Only downside is strlcpy isn’t part of the standard C library. It’s only available on BSD, Mac, Solaris, Android, and via libbsd on Linux. So if you don’t have access, just use strncpy. But strncpy won’t add a null terminator if the source is larger than n, so you’ll have to make sure you manually add it otherwise, you get undefined behavior. Just don’t use strcpy because it doesn’t do any kind of bounds checking and can cause major issues.
It’s also worth mentioning that you can do this though:
char *string_1 = "Hello";
char *string_2 = "Good Morning";
string_1 = string_2;
What's happening here is that you're declaring the two strings as pointer variables that point to each block of memory. So you can just assign the value of one pointer to another. This is called a shallow copy. You're not actually copying the memory block, just the address that's being pointed to. If you do this and access the value of the destination string, it will be the same as the source, but since it's actually referencing the same block of memory in the source, changing string_2 later will also reflect in string_1.
This is fine if you're managing your strings on the stack because stack memory is cleaned up after the function returns.
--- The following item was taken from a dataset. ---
PR #7805, opened 2022-02-08
fix: submitting Workflow from WorkflowTemplate will set correct serviceAccount and securityContext. Fixes #7726

### LINKED ISSUE #7726: Submitting from a WorkflowTemplate shows incorrect serviceAccount and securityContext nag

But be careful, because if you do it on the heap, you would cause a memory leak. This is because the block of memory that the string_1 pointer pointed to would be unreachable, like this:
char *string_1 = malloc(6); // allocate 6 bytes on the heap
strcpy(string_1, "Hello");
char *string_2 = malloc(13);
strcpy(string_2, "Good Morning");
string_1 = string_2; // shallow copy — string_1 now points to string_2's block
// the original 6 byte "Hello" block is now unreachable
// nothing points to it, but it was never freed — leak
So you would need to be sure to call free() on string_1 before assigning it to the new block, like this:
free(string_1); // free the old block first
string_1 = string_2; // then reassign
The last thing I think I should mention is that the assembly generated by the string copy functions doesn't necessarliy copy one byte at a time. It can actually be 'smart' enough to copy 8 bytes at a time (for example if on a 64bit architecture), and check if each one of those chunks contains a zero byte (the null termintor for the string). If it does, it would iterate through that last chunk of bytes to find out on which byte it actually ends.
So yeah, that's basically how strings are copied in C!